PR #3216, opened 2020-01-30
Less cloning and pattern simplifications

quentinlesceller:
Relatively large PR. 
- Reduce the number of cloning that we do.
- Replace `!format` by `to_string()` when possible.
- Remove needless return and variable allocation.
- Other simplifications

### DIFF
--- a/chain/src/pipe.rs
+++ b/chain/src/pipe.rs
@@ -63,7 +63,7 @@ fn validate_pow_only(header: &BlockHeader, ctx: &mut BlockContext<'_>) -> Result
 	if !header.pow.is_primary() && !header.pow.is_secondary() {
 		return Err(ErrorKind::LowEdgebits.into());
 	}
-	if !(ctx.pow_verifier)(header).is_ok() {
+	if (ctx.pow_verifier)(header).is_err() {
 		error!(
 			"pipe: error validating header with cuckoo edge_bits {}",
 			header.pow.edge_bits(),
@@ -385,7 +385,7 @@ fn validate_block(block: &Block, ctx: &mut BlockContext<'_>) -> Result<(), Error
 	let prev = ctx.batch.get_previous_header(&block.header)?;
 	block
 		.validate(&prev.total_kernel_offset, ctx.verifier_cache.clone())
-		.map_err(|e| ErrorKind::InvalidBlockProof(e))?;
+		.map_err(ErrorKind::InvalidBlockProof)?;
 	Ok(())
 }
 
@@ -489,7 +489,7 @@ pub fn rewind_and_apply_header_fork(
 ) -> Result<(), Error> {
 	let mut fork_hashes = vec![];
 	let mut current = header.clone();
-	while current.height > 0 && !ext.is_on_current_chain(&current, batch).is_ok() {
+	while current.height > 0 && ext.is_on_current_chain(&current, batch).is_err() {
 		fork_hashes.push(current.hash());
 		current = batch.get_previous_header(&current)?;
 	}
@@ -530,9 +530,9 @@ pub fn rewind_and_apply_fork(
 	// Rewind the txhashset extension back to common ancestor based on header MMR.
 	let mut current = batch.head_header()?;
 	while current.height > 0
-		&& !header_extension
+		&& header_extension
 			.is_on_current_chain(&current, batch)
-			.is_ok()
+			.is_err()
 	{
 		current = batch.get_previous_header(&current)?;
 	}
@@ -552,7 +552,7 @@ pub fn rewind_and_apply_fork(
 	for h in fork_hashes {
 		let fb = batch
 			.get_block(&h)
-			.map_err(|e| ErrorKind::StoreErr(e, format!("getting forked blocks")))?;
+			.map_err(|e| ErrorKind::StoreErr(e, "getting forked blocks".to_string()))?;
 
 		// Re-verify coinbase maturity along this fork.
 		verify_coinbase_maturity(&fb, ext, batch)?;
--- a/chain/src/store.rs
+++ b/chain/src/store.rs
@@ -26,7 +26,7 @@ use grin_store as store;
 use grin_store::{option_to_not_found, to_key, Error, SerIterator};
 use std::sync::Arc;
 
-const STORE_SUBPATH: &'static str = "chain";
+const STORE_SUBPATH: &str = "chain";
 
 const BLOCK_HEADER_PREFIX: u8 = 'h' as u8;
 const BLOCK_PREFIX: u8 = 'b' as u8;
--- a/chain/src/txhashset/txhashset.rs
+++ b/chain/src/txhashset/txhashset.rs
@@ -67,7 +67,7 @@ impl<T: PMMRable> PMMRHandle<T> {
 		fs::create_dir_all(path.clone())?;
 		let path_str = path
 			.to_str()
-			.ok_or_else(|| Error::from(ErrorKind::Other("invalid file path".to_owned())))?;
+			.ok_or_else(|| ErrorKind::Other("invalid file path".to_owned()))?;
 		let backend = PMMRBackend::new(path_str.to_string(), prunable, version, header)?;
 		let last_pos = backend.unpruned_size();
 		Ok(PMMRHandle { backend, last_pos })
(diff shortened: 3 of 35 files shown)


quentinlesceller:
Test comment for Keybase bot.

chain/src/txhashset/txhashset.rs
```diff
@@ -864,7 +864,7 @@ impl<'a> Committed for Extension<'a> {
 
 	fn kernels_committed(&self) -> Vec<Commitment> {
 		let mut commitments = vec![];
-		for n in 1..self.kernel_pmmr.unpruned_size() + 1 {
+		for n in 1..=self.kernel_pmmr.unpruned_size() {
```
jaspervdm: According to a discussion on Reddit [here](https://www.reddit.com/r/rust/comments/eiwhkn/why_is_iterator_so_much_faster/fctvmt4/), for loops with inclusive ranges might actually be significantly slower. So maybe we want to keep it like this?

(Same comment for the other spots this appears)

chain/src/txhashset/txhashset.rs
```diff
@@ -1307,12 +1307,12 @@ impl<'a> Extension<'a> {
...
 		let total_kernels = pmmr::n_leaves(self.kernel_pmmr.unpruned_size());
 		let mut tx_kernels: Vec<TxKernel> = Vec::with_capacity(KERNEL_BATCH_SIZE);
-		for n in 1..self.kernel_pmmr.unpruned_size() + 1 {
+		for n in 1..=self.kernel_pmmr.unpruned_size() {
 			if pmmr::is_leaf(n) {
 				let kernel = self
 					.kernel_pmmr
 					.get_data(n)
-					.ok_or::<Error>(ErrorKind::TxKernelNotFound.into())?;
+					.ok_or_else(|| Error::from(ErrorKind::TxKernelNotFound))?;
```
jaspervdm: Do we actually need `Error::from` here? We have a `From<ErrorKind>` impl on `Error`, so
```
.ok_or(ErrorKind::TxKernelNotFound)?;
```
might suffice

chain/src/txhashset/txhashset.rs
quentinlesceller: Wow nice find!

chain/src/pipe.rs
```diff
@@ -63,7 +63,7 @@ fn validate_pow_only(header: &BlockHeader, ctx: &mut BlockContext<'_>) -> Result
 	if !header.pow.is_primary() && !header.pow.is_secondary() {
 		return Err(ErrorKind::LowEdgebits.into());
 	}
-	if !(ctx.pow_verifier)(header).is_ok() {
+	if (ctx.pow_verifier)(header).is_err() {
```
antiochp: :+1:

chain/src/store.rs
```diff
@@ -26,7 +26,7 @@ use grin_store as store;
 use grin_store::{option_to_not_found, to_key, Error, SerIterator};
 use std::sync::Arc;
 
-const STORE_SUBPATH: &'static str = "chain";
+const STORE_SUBPATH: &str = "chain";
```
antiochp: :rocket:

core/src/core/pmmr/pmmr.rs
```diff
@@ -302,7 +302,7 @@ where
 	/// Walks all unpruned nodes in the MMR and revalidate all parent hashes
 	pub fn validate(&self) -> Result<(), String> {
 		// iterate on all parent nodes
-		for n in 1..(self.last_pos + 1) {
+		for n in 1..self.last_pos + 1 {
```
antiochp: Personal preference here is the original version reads better, even if the parens are not required.

core/src/libtx/proof.rs
```diff
@@ -680,24 +632,9 @@ mod tests {
...
-				&keychain,
-				&builder,
-				amount,
-				&id,
-				&switch,
-				commit.clone(),
-				None,
-			)
-			.unwrap();
+			let proof = create(&keychain, &builder, amount, &id, &switch, commit, None).unwrap();
```
antiochp: Is rustfmt going to reformat these back to multiline fn calls (not sure when it decides to do this)?
Or was this actually the output of rustfmt?

core/src/pow/types.rs
```diff
@@ -389,7 +389,7 @@ impl Proof {
 	}
 }
 
-fn extract_bits(bits: &Vec<u8>, bit_start: usize, bit_count: usize, read_from: usize) -> u64 {
+fn extract_bits(bits: &[u8], bit_start: usize, bit_count: usize, read_from: usize) -> u64 {
```
antiochp: :+1:

keychain/src/mnemonic.rs
```diff
@@ -124,7 +124,7 @@ pub fn from_entropy(entropy: &Vec<u8>) -> Result<String, Error> {
 
 	let mut hash = [0; 32];
 	let mut sha2sum = Sha256::default();
-	sha2sum.input(&entropy.clone());
+	sha2sum.input(&(*entropy));
```
antiochp: This `&(*foo)` looks weird - what's this actually doing?
I'm guessing `entropy` cannot just be used directly, but not immediately clear to me why not.

util/src/rate_counter.rs
```diff
@@ -105,6 +105,6 @@ impl RateCounter {
 fn millis_since_epoch() -> u64 {
 	let since_epoch = SystemTime::now()
 		.duration_since(SystemTime::UNIX_EPOCH)
-		.unwrap_or(Duration::new(0, 0));
+		.unwrap_or_else(|_| Duration::new(0, 0));
```
antiochp: Trivial comment but why do this? Is it to avoid calling Duration::new(0,0) each time regardless?
If so maybe better to turn this into a constant and reuse it in a cleaner `unwrap_or()`?

core/src/pow/types.rs
quentinlesceller: Also there is several of place we could do something similar that I did not include in this PR.

core/src/core/pmmr/pmmr.rs
quentinlesceller: 👍

core/src/libtx/proof.rs
quentinlesceller: This is the output of rustfmt. I'm guessing that removing the `.clone()` gave us a line < MAX_CHAR_LINE or something like that.

keychain/src/mnemonic.rs
quentinlesceller: Indeed, fixed.

util/src/rate_counter.rs
quentinlesceller: Good point! 
From rust doc:

>Arguments passed to `unwrap_or` are eagerly evaluated; if you are passing the result of a function call, it is recommended to use `unwrap_or_else`, which is lazily evaluated

Actually we can simplify this since Rust 1.33. Will update. (https://stackoverflow.com/questions/26593387/how-can-i-get-the-current-time-in-milliseconds)

quentinlesceller:
@antiochp updated. See https://github.com/mimblewimble/grin/pull/3216/files#diff-cba101f43397c905b40c554acc3f2c05R107 for comment about `unwrap_or_else` and this particular function.

util/src/rate_counter.rs
```diff
@@ -103,8 +104,8 @@ impl RateCounter {
 // turns out getting the millisecs since epoch in Rust isn't as easy as it
 // could be
 fn millis_since_epoch() -> u64 {
-	let since_epoch = SystemTime::now()
-		.duration_since(SystemTime::UNIX_EPOCH)
-		.unwrap_or(Duration::new(0, 0));
-	since_epoch.as_secs() * 1000 + u64::from(since_epoch.subsec_millis())
+	match SystemTime::now().duration_since(SystemTime::UNIX_EPOCH) {
+		Ok(since_epoch) => since_epoch.as_millis().try_into().unwrap_or(0),
+		Err(_) => 0,
```
antiochp: `.ok_or(0)` ?

quentinlesceller: Good point. Addressed it and potentially created a monster 👹.

quentinlesceller: Looks like this is a bit to cutting edge for the CI. `map_or` was introduced in Rust 1.41.

quentinlesceller: Can be replaced by:
```
// turns out getting the millisecs since epoch in Rust isn't as easy as it
// could be
fn millis_since_epoch() -> u64 {
	SystemTime::now()
		.duration_since(SystemTime::UNIX_EPOCH)
		.map(|since_epoch| since_epoch.as_millis().try_into().unwrap_or(0))
		.unwrap_or(0)
}
```

PR #3217, opened 2020-01-31
Optimization: Pass SwitchCommitment by value instead of reference

quentinlesceller:
As the title says, this PR changes the way we pass the `SwitchCommitment` enum: by value instead of reference. 
Why? An enum is 1 byte in memory but a reference is 8 bytes.

### DIFF
--- a/keychain/src/keychain.rs
+++ b/keychain/src/keychain.rs
@@ -100,7 +100,7 @@ impl Keychain for ExtKeychain {
 		&self,
 		amount: u64,
 		id: &Identifier,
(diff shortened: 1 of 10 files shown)


keychain/src/keychain.rs
```diff
@@ -109,7 +109,7 @@ impl Keychain for ExtKeychain {
 			ext_key = ext_key.ckd_priv(&self.secp, &mut h, p.path[i as usize])?;
 		}
 
-		match *switch {
```
antiochp: :+1:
::::::::::
_Exercise aim:_ Consider the string "getting". State how many lines of the data contain it, giving the number alone.

_Exercise result:_ 4